Department of Pharmacy E-302, Sunnybrook Health Sciences Centre (SHSC), 2075 Bayview Avenue, Toronto, ON, M4N 3M5, Canada.
Leslie Dan Faculty of Pharmacy, University of Toronto, Toronto, Ontario, Canada.
BMC Pediatr. 2019 Jul 24;19(1):253. doi: 10.1186/s12887-019-1633-1.
Clinical and laboratory parameters can aid in the early identification of neonates at risk for bacteremia before clinical deterioration occurs. However, current prediction models have poor diagnostic capabilities. The objective of this study was to develop, evaluate and validate a screening tool for late onset (> 72 h post admission) neonatal bacteremia using common laboratory and clinical parameters; and determine its predictive value in the identification of bacteremia.

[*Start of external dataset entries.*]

PR #179, opened 2017-10-29
[JENKINS-43786] More compatible adaptation

recena:
[JENKINS-43786](https://issues.jenkins-ci.org/browse/JENKINS-43786)

@KostyaSha, @ikedam, What do you think?

### DIFF
--- a/src/main/resources/org/jenkinsci/plugins/github/admin/GitHubHookRegisterProblemMonitor/message.groovy
+++ b/src/main/resources/org/jenkinsci/plugins/github/admin/GitHubHookRegisterProblemMonitor/message.groovy
@@ -2,10 +2,10 @@ package org.jenkinsci.plugins.github.admin.GitHubHookRegisterProblemMonitor
 
 def f = namespace(lib.FormTagLib)
 
-div(class: 'warning') {
+div(class: 'alert alert-warning') {
     form(method: 'post', action: "${rootURL}/${my?.url}/act", name: my?.id) {
-        text(_('hook.registering.problem'))
         f.submit(name: 'yes', value: _('view'))
         f.submit(name: 'no', value: _('dismiss'))
     }
+    text(_('hook.registering.problem'))
 }
--- a/src/main/resources/org/jenkinsci/plugins/github/admin/GitHubHookRegisterProblemMonitor/message.groovy
+++ b/src/main/resources/org/jenkinsci/plugins/github/admin/GitHubHookRegisterProblemMonitor/message.groovy
@@ -1,11 +1,24 @@
 package org.jenkinsci.plugins.github.admin.GitHubHookRegisterProblemMonitor
 
+import hudson.util.VersionNumber
+import jenkins.model.Jenkins
+
 def f = namespace(lib.FormTagLib)
 
-div(class: 'alert alert-warning') {
-    form(method: 'post', action: "${rootURL}/${my?.url}/act", name: my?.id) {
-        f.submit(name: 'yes', value: _('view'))
-        f.submit(name: 'no', value: _('dismiss'))
+if (Jenkins.getVersion().isNewerThan(new VersionNumber("2.88"))) {
+    div(class: 'alert alert-warning') {
+        form(method: 'post', action: "${rootURL}/${my?.url}/act", name: my?.id) {
+            f.submit(name: 'yes', value: _('view'))
+            f.submit(name: 'no', value: _('dismiss'))
+        }
+        text(_('hook.registering.problem'))
     }
-    text(_('hook.registering.problem'))
+} else {
+    div(class: 'warning') {
+        form(method: 'post', action: "${rootURL}/${my?.url}/act", name: my?.id) {
+            text(_('hook.registering.problem'))
+            f.submit(name: 'yes', value: _('view'))
+            f.submit(name: 'no', value: _('dismiss'))
+        }
+    }
 }
--- a/src/main/resources/org/jenkinsci/plugins/github/admin/GitHubHookRegisterProblemMonitor/message.properties
+++ b/src/main/resources/org/jenkinsci/plugins/github/admin/GitHubHookRegisterProblemMonitor/message.properties
@@ -1,3 +1,3 @@
 view=View
 dismiss=Dismiss
-hook.registering.problem=There were some problems while registering or removing one ore more GitHub webhooks. Would you like to view the problems?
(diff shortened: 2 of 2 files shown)


src/main/resources/org/jenkinsci/plugins/github/admin/GitHubHookRegisterProblemMonitor/message.groovy
```diff
@@ -1,11 +1,24 @@
...
+import hudson.util.VersionNumber
+import jenkins.model.Jenkins
+
 def f = namespace(lib.FormTagLib)
 
-div(class: 'alert alert-warning') {
-    form(method: 'post', action: "${rootURL}/${my?.url}/act", name: my?.id) {
-        f.submit(name: 'yes', value: _('view'))
-        f.submit(name: 'no', value: _('dismiss'))
+if (Jenkins.getVersion().isNewerThan(new VersionNumber("2.88"))) {
```
recena: `2.88` is only a tentative version, I'm waiting for getting this https://github.com/jenkinsci/jenkins/pull/2857 already merged

ikedam: Why do you need to wait that?
`alert` and `alert-warning` is available in Jenkins 1.633 (https://github.com/jenkinsci/ssh-slaves-plugin/pull/70#pullrequestreview-63935217)

src/main/resources/org/jenkinsci/plugins/github/admin/GitHubHookRegisterProblemMonitor/message.groovy
```diff
@@ -1,11 +1,24 @@
...
+        }
+        text(_('hook.registering.problem'))
+    }
+} else {
+    div(class: 'warning') {
+        form(method: 'post', action: "${rootURL}/${my?.url}/act", name: my?.id) {
+            text(_('hook.registering.problem'))
+            f.submit(name: 'yes', value: _('view'))
+            f.submit(name: 'no', value: _('dismiss'))
+        }
```
ikedam: Why do you want to put `text` to `form`?
(and not for Jenkins >= 2.88?)

src/main/resources/org/jenkinsci/plugins/github/admin/GitHubHookRegisterProblemMonitor/message.groovy
```diff
@@ -1,11 +1,24 @@
...
     }
-    text(_('hook.registering.problem'))
-}
+}
```
ikedam: Let's add a line break.
Though no line break is almost harmless for text editors, text files must end with line breaks for the POSIX definition.

ikedam:
@recena 
Actually I can't get why you mentioned me as I haven't participate github-plugin nor JENKINS-43786.
You might have mistaken me for someone else to invite.

recena:
@ikedam My apologies, I meant @lanwen.

src/main/resources/org/jenkinsci/plugins/github/admin/GitHubHookRegisterProblemMonitor/message.groovy
oleg-nenashev: Originally `text(_('hook.registering.problem'))` was invoked after the form clause. It should be restored if there is no specific reason to do that

recena: @oleg-nenashev No, there is an important reason for that. The DOM generated should be synced with the proposal on https://github.com/jenkinsci/jenkins/pull/2857

ikedam: This `else` block is for Jenkins <= 2.88, that is, without jenkinsci/jenkins#2857 .
Do you mean this DOM should be fixed regardless of jenkinsci/jenkins#2857 ?

src/main/resources/org/jenkinsci/plugins/github/admin/GitHubHookRegisterProblemMonitor/message.groovy
lanwen: what if it will be lts? Is side effects worse it?

recena: @lanwen I don't think so. With this approach if the plugin is running on Jenkins version `< 2.88` we see the current appearance, but if the plugin is running on Jenkins `> 2.88` we see the new design.

src/main/resources/org/jenkinsci/plugins/github/admin/GitHubHookRegisterProblemMonitor/message.groovy
recena: @ikedam Yes, https://github.com/jenkinsci/jenkins/pull/2857 provides a new re-styling and if a maintainer wants to use it, needs to perform a small change like this. But we want to keep backward compatibility in the UI.

recena: @oleg-nenashev Please, could you update your review?

ikedam: @recena 
I'm afraid you didn't get the point I asked.
I suppose this PR contains 2 changes:

* Fix for misplaced text and buttons. (this means there's a bug in the current version)
* Preparation for jenkinsci/jenkins#2857 .

You haven't mentioned the prior one, and it makes me wonder whether that change is expected one, or the one by mistake. 

Attaching screenshot might clarify the fix by this PR.

oleg-nenashev: > No, there is an important reason for that. The DOM generated should be synced with the proposal on ...

It is for the legacy branch. Why does it need to be synced?

recena: @oleg-nenashev I don't know what you are not understanding. There are two blocks, one with the original implementation and other with the new one. And yes, the order on how the elements are rendered is important.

A retrospective chart review of neonates admitted to a neonatal intensive care unit (NICU) between March 1, 2012 and January 14, 2015 and a prospective evaluation of all neonates admitted between January 15, 2015 and March 30, 2015 were completed. Neonates with late-onset bacteremia (> 72 h after NICU admission) were eligible for inclusion in the bacteremic cohort. Bacteremic patients were matched to non-infected controls on several demographic parameters. A Pearson's Correlation matrix was completed to identify independent variables significantly associated with infection (p < 0.05, univariate analysis). Significant parameters were analyzed using iterative binary logistic regression to identify the simplest significant model (p < 0.05). The predictive value of the model was assessed and the optimal probability cut-off for bacteremia was determined using a Receiver Operating Characteristic curve.

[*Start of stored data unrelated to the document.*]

PR #180, opened 2017-10-31
Update github-api dependency

nwillems:
This is done to accommodate the larger IDs for PRs.

I'm not sure this is actually needed - since this(https://github.com/kohsuke/github-api/issues/387) thing is happening. But just in case.

---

Maximum blood glucose, heart rate, neutrophils and bands were identified as the best predictors of bacteremia in a significant binary logistic regression model. The model's sensitivity, specificity and accuracy were 90, 80 and 85%, respectively, with a false positive rate of 20% and a false negative rate of 9.7%. At the study bacteremia prevalence rate of 51%, the positive predictive value, negative predictive value and negative post-test probability were 82, 89 and 11%, respectively.

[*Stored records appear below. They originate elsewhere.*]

PR #182, opened 2017-11-21
[JENKINS-48139] Support ignoring push events from certain github users (ie a Jenkins user)

dbsanfte:
Support for ignoring push events from certain Github usernames. The obvious use case is ignoring push events from a Jenkins user and keeping them from re-triggering builds.

Tests + help files.

---
This change is [Reviewable](https://reviewable.io/reviews/jenkinsci/github-plugin/182)

### DIFF
--- a/src/main/java/org/jenkinsci/plugins/github/config/GitHubPluginConfig.java
+++ b/src/main/java/org/jenkinsci/plugins/github/config/GitHubPluginConfig.java
@@ -63,6 +63,13 @@ public class GitHubPluginConfig extends GlobalConfiguration {
     private URL hookUrl;
     private HookSecretConfig hookSecretConfig = new HookSecretConfig(null);
 
+    /**
+     * @see #getCommittersToIgnore()
+     * @see #setCommittersToIgnore(String)
+     */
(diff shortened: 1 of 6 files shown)


KostyaSha:
And that wouldn't work like you expect, triggering decision should be in trigger and not in incoming hooks. Either you will get in any case build for this user from trigger run.

lanwen:
This is not a global story. All decisions should be delegated to job level

lanwen:
This is not a global story. All decisions should be delegated to job level

dbsanfte:
Happy to make changes, but for a feature that should have been in the plugin from the get-go, beggars shouldn't be so choosy. 

Is it possible to delegate this to the trigger without there being a "failed build" in Jenkins? That's what the [ci skip] plugins result in. Events from banned users shouldn't be recognized at all.

KostyaSha:
Triggers has possibility to re-run checks, so any filtering on event processing will be ignored and you will get all builds. Filtering events is broken by design or may help only for pure triggers. But it wouldn't really help even for  github push hooks trigger existing here because git polling will anyway find something different.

The model developed in the current study is superior to currently published neonatal bacteremia screening tools. Validation of the tool in a historic data set of neonates from our institution will be completed.
临床和实验室参数可帮助在临床恶化发生之前,早期识别有发生菌血症风险的新生儿。然而,目前的预测模型诊断能力较差。本研究旨在使用常见的实验室和临床参数开发、评估和验证一种用于晚期发病(入院后>72 小时)新生儿菌血症的筛查工具,并确定其在识别菌血症方面的预测价值。
对 2012 年 3 月 1 日至 2015 年 1 月 14 日期间入住新生儿重症监护病房(NICU)的新生儿进行回顾性图表审查,并对 2015 年 1 月 15 日至 2015 年 3 月 30 日期间入住的所有新生儿进行前瞻性评估。符合入选标准的患儿为晚发型菌血症(NICU 入院后>72 小时)。菌血症患儿与非感染对照组在多个人口统计学参数上相匹配。使用 Pearson 相关矩阵确定与感染显著相关的独立变量(p<0.05,单变量分析)。使用迭代二项逻辑回归分析显著参数,以确定最简单的显著模型(p<0.05)。评估模型的预测价值,并使用受试者工作特征曲线确定最佳菌血症概率截断值。
最大血糖、心率、中性粒细胞和带核细胞被确定为菌血症的最佳预测因素,这些因素在显著的二项逻辑回归模型中。模型的灵敏度、特异度和准确度分别为 90%、80%和 85%,假阳性率为 20%,假阴性率为 9.7%。在研究中菌血症的患病率为 51%时,阳性预测值、阴性预测值和阴性后测概率分别为 82%、89%和 11%。
本研究中开发的模型优于目前发表的新生儿菌血症筛查工具。将在我们机构的历史新生儿数据集上验证该工具。